How much duplicated code do you tolerate? [closed]

Refactoring: Improving the Design of Existing Code

The Rule of Three

The first time you do something, you just do it. The second time you do
something similar, you wince at the duplication, but you do the duplicate
thing anyway. The third time you do something similar, you refactor.

Three strikes and you refactor.


Coders at Work

Seibel: So for each of these XII calls you're writing an implementation.
Did you ever find that you were accumulating lots of bits of very similar code?

Zawinski: Oh, yeah, definitely. Usually by the second or third time you've cut and pasted
that piece of code it's like, alright, time to stop cutting and pasting and put it in a subroutine.


I tolerate none. I may end up having some due to time constraints or whatnot. But I still haven't found a case where duplicated code is really warranted.

Saying that it'll hurt readability only suggests that you are bad at picking names :-)


Personally, I prefer keeping code understandable, first and foremost.

DRY is about easing the maintenance in code. Making your code less understandable in order to remove repeated code hurts the maintainability more, in many cases, than having some repeated lines of code.

That being said, I do agree that DRY is a good goal to follow, when practical.


If the code in question has a clear business or technology-support purpose P, you should generally refactor it. Otherwise you'll have the classic problem with cloned code: eventually you'll discover a need to modify code supporting P, and you won't find all the clones that implement it.

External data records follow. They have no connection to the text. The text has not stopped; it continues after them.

PR #14083, opened 2026-03-19
fix(driver): block premature arrival >500m from pickup

Magizhan:
## Problem
Drivers can mark arrival when they are far from the pickup point (>500m), leading to inflated wait times and poor rider experience. This is particularly problematic for Bharat Taxi operations where GPS accuracy varies.

## Solution
- **Distance-based arrival blocking**: Reject arrival marking when driver is >500m from pickup point
- **Warning band (300-500m)**: Allow arrival but log a warning for monitoring when driver is 300-500m away
- **Clean logging**: Mask sensitive vehicle registration numbers in logs, use project-standard logging functions

## Testing
- Compiled with `cabal build all` — no -Werror violations
- Boundary conditions verified: exactly 500m is in warning band, >500m is blocked
- Log output verified to not contain raw PII

## Impact
- **Risk**: Low — additive distance check on arrival endpoint. Does not affect ride flow after arrival.
- **Rollback**: Revert commit; arrival marking returns to unrestricted behavior.


khuzema786:

khuzema786:
Now I have enough context for a thorough review.

---

## PR Review: #14083 — fix(driver): block premature arrival >500m from pickup

**Author**: Magizhan | **Base**: `main` | **Files**: 7 | **+76 -10**

### CI Status: PASS ✅

---

### CRITICAL Issues

---

**[C2-a] Migration file number conflict — `0776` is already taken**

- File: `Backend/dev/migrations/dynamic-offer-driver-app/0776-bt-dynamic-batch-size.sql`
- `0776-state-transitions-and-events.sql` already exists on `main`. The PR has a commit "fix: renumber overlapping migration files" but the rename was not actually applied — the file is still numbered `0776`.
- **This will cause a silent no-op or collision depending on how migrations are applied.** Assign the next available number (currently `0777` or higher — verify before renaming).

---

**[C-CRITICAL] Hardcoded 500 m replaces configurable `arrivedPickupThreshold`**

- File: `Backend/app/provider-platform/dynamic-offer-driver-app/Main/src/Domain/Action/UI/Ride.hs`, lines 232–238 (new) vs. original line 232
- The original code used `transporterConfig.arrivedPickupThreshold`, a **per-merchant DB-configurable field**. Its ORM default is **100 m** (`fromMaybe 100 arrivedPickupThreshold` in `OrphanInstances/TransporterConfig.hs:58`).
- The PR removes the `transporterConfig` fetch entirely and hardcodes **500 m**. This is **5× more permissive** than the existing default and silently overrides any per-merchant configuration.
- Operators that had e.g. 50 m or 200 m thresholds are now silently broken.
- **Fix**: Keep the `transporterConfig` fetch and use `arrivedPickupThreshold` as the outer gate. The 500 m check should be an additional guard on top of (or in place of) the configurable one only if intentional — but that decision needs explicit stakeholder sign-off, not a silent override.

```haskell
-- Suggested approach: use configurable threshold, add warning band beneath it
transporterConfig <- SCTC.findByMerchantOpCityId ... >>= fromMaybeM ...
let threshold = transporterConfig.arrivedPickupThreshold  -- e.g. 100m per merchant
    warnThreshold = 300  -- still hardcoded but only for warning
when (distance > 500) $ do
  incrementPrematureArrivalBlocked booking.merchantOperatingCityId.getId
  logWarning $ "Premature arrival blocked ..."
  throwError $ DriverNotAtPickupLocation ride.driverId.getId
when (distance >= warnThreshold && distance <= 500) $
  logInfo $ "Premature arrival warning ..."
unless (distance < threshold) $
  throwError $ DriverNotAtPickupLocation ride.driverId.getId
```

---

**[C-CRITICAL] `fitnessExpiry` default changed from ~25 years to 30 days — operational risk**

- File: `Backend/app/provider-platform/dynamic-offer-driver-app/Main/src/Domain/Action/UI/DriverOnboarding/VehicleRegistrationCertificate.hs`
- Original: `fromMaybe (addUTCTime (secondsToNominalDiffTime 788400000) now) input.fitnessUpto` — effectively permanent (~25 year) grace when provider omits `fitnessUpto`.
- New: `addUTCTime (secondsToNominalDiffTime 2592000) now` — **30-day expiry**.
- Any vehicle whose verification provider does not return `fitnessUpto` (a common omission for certain RC types) will now be forcibly expired after 30 days. This could lock out a large number of drivers unexpectedly and is a **silent operational break** with no migration or back-fill.
- This change is not mentioned in the PR title ("block premature arrival") and slips in without a dedicated review.
- **Required action**: Explicit product/ops sign-off. If intentional, add a separate PR or at minimum document the expected impact on active vehicle count.

---

**[C-CRITICAL] `verificationStatusVal` is dead code — always `MANUAL_VERIFICATION_REQUIRED`**

- File: `VehicleRegistrationCertificate.hs` (new `let` block replacing original line)
- Both branches of the `case input.fitnessUpto of` produce `Documents.MANUAL_VERIFICATION_REQUIRED`. The variable `verificationStatusVal` is purely cosmetic — the original `verificationStatus = Documents.MANUAL_VERIFICATION_REQUIRED` was simpler and equally correct.
- The case expression looks like it was *designed* to set a different status in the `Just` branch (perhaps `VALID` for present fitness) but never does. This is likely an unfinished implementation or a logic error.
- **Fix**: Either simplify back to the literal, or implement the intended different status for the `Just expiry` branch.

---

### IMPORTANT Issues

---

**[I-RIDE-FLOW] `logError` used for a normal business-rule rejection**

- File: `Ride.hs`, new line inside `when (distance > 500)`
- `logError` is reserved for unexpected system-level failures (exceptions, dependency outages). Blocking a driver who is too far away is an **expected, designed outcome** — it should use `logWarning`.
- Misusing `logError` will inflate error dashboards and may trigger on-call alerts for non-incidents.
- **Fix**: Change `logError` → `logWarning`.

---

**[I2] PR bundles three unrelated changes**

The diff contains three independent features/fixes:
1. Premature arrival distance gating (`Ride.hs`)
2. RC fitness expiry default + PII masking (`VehicleRegistrationCertificate.hs`)
3. Bharat Taxi dynamic batch-size config (`DriverPool/Config.hs` + migration)

These have different rollback profiles, different reviewers, and different risk levels. Bundling them makes rollback of any single change require reverting all three. **Recommend splitting into separate PRs**, or at minimum have each area explicitly reviewed.

---

**[I3] `DriverNotAtPickupLocation` error HTTP code and message differ from kernel definition**

- File: `Tools/Error.hs`
- The PR hides the kernel's `DriverNotAtPickupLocation` (via `hiding (DriverNotAtPickupLocation, ...)`) and redefines it locally with `E400` and a message including the `driverId`.
- The kernel version's HTTP code and message format are unknown from this diff, but mobile clients may already handle the kernel variant. Changing error code or payload shape is a backward-compatibility concern for driver app clients.
- **Verify** the kernel's definition and confirm the new `E400` code and message format won't break existing driver-app error handling.

---

**[I5] 7 commits — recommend squashing**

The PR has 7 commits, several of which are iterative fixes (`fix: address review comments`, `fix: address remaining review comments`, `fix: mask registration number PII`, `fix: renumber overlapping migration files`). These should be squashed to 1–2 logical commits before merge, per project conventions.

---

### Good to Have

---

**[G1] PII masking improvements are well done**

Both `registrationNumber` log lines in `VehicleRegistrationCertificate.hs` now use `maybe "null" maskText`, consistent with how `AadhaarVerification.hs`, `DriverLicense.hs`, and `DigiLockerCallback.hs` handle similar PII. This is a positive change worth keeping.

**[G1] Prometheus metric is well-structured**

`premature_arrival_blocked_total` with a `city` label is a clean, idiomatic metric that will be immediately useful for monitoring. Good addition.

**[G2] Warning band overlap at exactly 500 m**

`when (distance >= 300 && distance <= 500)` — at exactly 500 m, blocking does not fire (`> 500` is false) and warning does fire (`<= 500` is true). This matches the PR description ("exactly 500 m is in warning band"). Boundary logic is correct.

---

### Impact Summary

| Aspect | Status |
|--------|--------|
| Touches ride booking flow | YES — `arrivedAtPickup` gating logic |
| Has DB migrations | YES — migration number **conflicts with existing `0776`** |
| API changes | NO (no API spec changes) |
| Error type changes | YES — `DriverNotAtPickupLocation` redefined locally (backward compat risk) |
| Commits | 7 (recommend squash: **YES**) |
| Risk level | **HIGH** — configurable threshold silently replaced; 30-day fitness expiry change could lock out active drivers |

---

### Recommendation

**REQUEST CHANGES**

Three critical issues must be resolved before merge: (1) the migration file number conflict `0776` already exists on `main`; (2) the configurable `arrivedPickupThreshold` is silently discarded in favour of a hardcoded 500 m that is 5× more permissive than the existing default; (3) the 30-day `fitnessExpiry` fallback is a silent operational break for vehicles whose providers omit `fitnessUpto`, with no migration or stakeholder acknowledgement. The PR also bundles three unrelated concerns — splitting it would reduce risk and simplify review.

---

Would you like me to post this as a comment or review on the PR?

khuzema786:

khuzema786:
Now I have enough context for a thorough review. Let me compose it:

---

## PR Review: #14083 - fix(driver): block premature arrival >500m from pickup

**Author**: Magizhan | **Base**: `main` | **Files**: 7 | **+76 -10**

### CI Status: ✅ PASS
All checks pass (Master Local Build, HLint, db\_check).

---

### CRITICAL Issues

#### [C4-A] Hardcoded 500m silently overrides the per-merchant configurable `arrivedPickupThreshold` for ALL operators

- **File**: `Backend/app/provider-platform/dynamic-offer-driver-app/Main/src/Domain/Action/UI/Ride.hs`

Some folks suggest 3 or more copies is the threshold for refactoring. I believe that if you have two, you should do so; finding the other clone(s) [or even knowing they might exist] in a big system is hard, whether you have two or three or more.

Now this answer is provided in the context of not having any tools for finding the clones. If you can reliably find clones, then the original reason to refactor (avoiding maintenance errors) is less persausive (the utility of having a named abstraction is still real). What you really want is a way to find and track clones; abstracting them is one way to ensure you can "find" them (by making finding trivial).

A tool that can find clones reliably can at least prevent you from making failure-to-update-clone maintenance errors. One such tool (I'm the author) is the CloneDR. CloneDR finds clones using the targeted langauge structure as guidance, and thus finds clones regardless of whitespace layout, changes in comments, renamed variables, etc. (It is implemented for a number a languages including C, C++, Java, C#, COBOL and PHP). CloneDR will find clones across large systems, without being given any guidance. Detected clones are shown, as well as the antiunifier, which is essentially the abstraction you might have written instead. Versions of it (for COBOL) now integrate with Eclipse, and show you when you are editing inside a clone in a buffer, as well as where the other clones are, so that you may inspect/revise the others while you are there. (One thing you might do is refactor them :).

I used to think cloning was just outright wrong, but people do it because they don't know how the clone will vary from the original and so the final abstraction isn't clear at the moment the cloning act is occurring. Now I believe that cloning is good, if you can track the clones and you attempt to refactor after the abstraction becomes clear.